Discuss the “mistakes” below: • It's also a topic in linguistics. Is it an error to write: No citizen should be under a cloud of suspicion because of what they look like? What about 'to boldly go where no man has gone before', or 'it's you she's thinking of', or 'entering the room, it was nice to see so many old friends'? Various purists, snobs, snoots, sticklers, traditionalists, and language police will declare that all of these are unconscionable insults to standards of excellence. But when pressed to explain why these errors are errors, all they can offer is the not-so-excellent response: They just are.


Explain the following words from the text: deplorable umbrage solecism egregious ubiquitous imminent slovenly turgid

flout crabby scath proffer venerated ponderous hoary assiduous panache


Which idea from TA is highlited by this passage: • The real problem is that writing, unlike speaking, is an unnatural act. In the absence of a conversational partner who shares the writer's background and who can furrow her brows or break in and ask for clarification when he stops making sense, good writing depends on an ability to imagine a generic reader and empathise about what she already knows and how she interprets the flow of words in real time. Writing, above all, is a topic in cognitive psychology.


Exercise: Discourse Consequences • Each group should take a different line, and add a second line to it (not necessarily in the same genre). • They should then fold the paper over so that only the second line is visible, and pass it on to the next group. When all the groups have contributed a line, open up the folded page and read it aloud to the whole group. • As a whole group, assess how far the six different texts follow the patterns for the various genres .
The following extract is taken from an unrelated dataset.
PR #648, opened 2019-07-31
Update use-payment-channels.md

ghost:
In steps 9 and 10 a PaymentChannelClaim Flag "tfClose" is mentioned (https://xrpl.org/paymentchannelclaim.html#paymentchannelclaim-flags) and yet a global flag (https://xrpl.org/transaction-common-fields.html#global-flags) is given when submitting a transaction in steps 9 and 10.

Starter Lines 1 Once upon a time there was a beautiful princess who lived in a castle high up on a mountainside. 2 Cricket is a game which involves as much psychological nerve as physical strength and dexterity. 3 This week you will need to have your wits about you, as Saturn’s influence could lead you to be off guard at a crucial moment. 4 Male, 42, home-owner, recently relocated to Bristol. 5 ‘Spacegrazer to Hyperpod, come in.’ Zhata feared the worst. The asteroid storm had passed just too close for comfort. 6 To make watercress soup, first sauté a finely chopped onion by melting a knob of butter in a saucepan over a medium heat.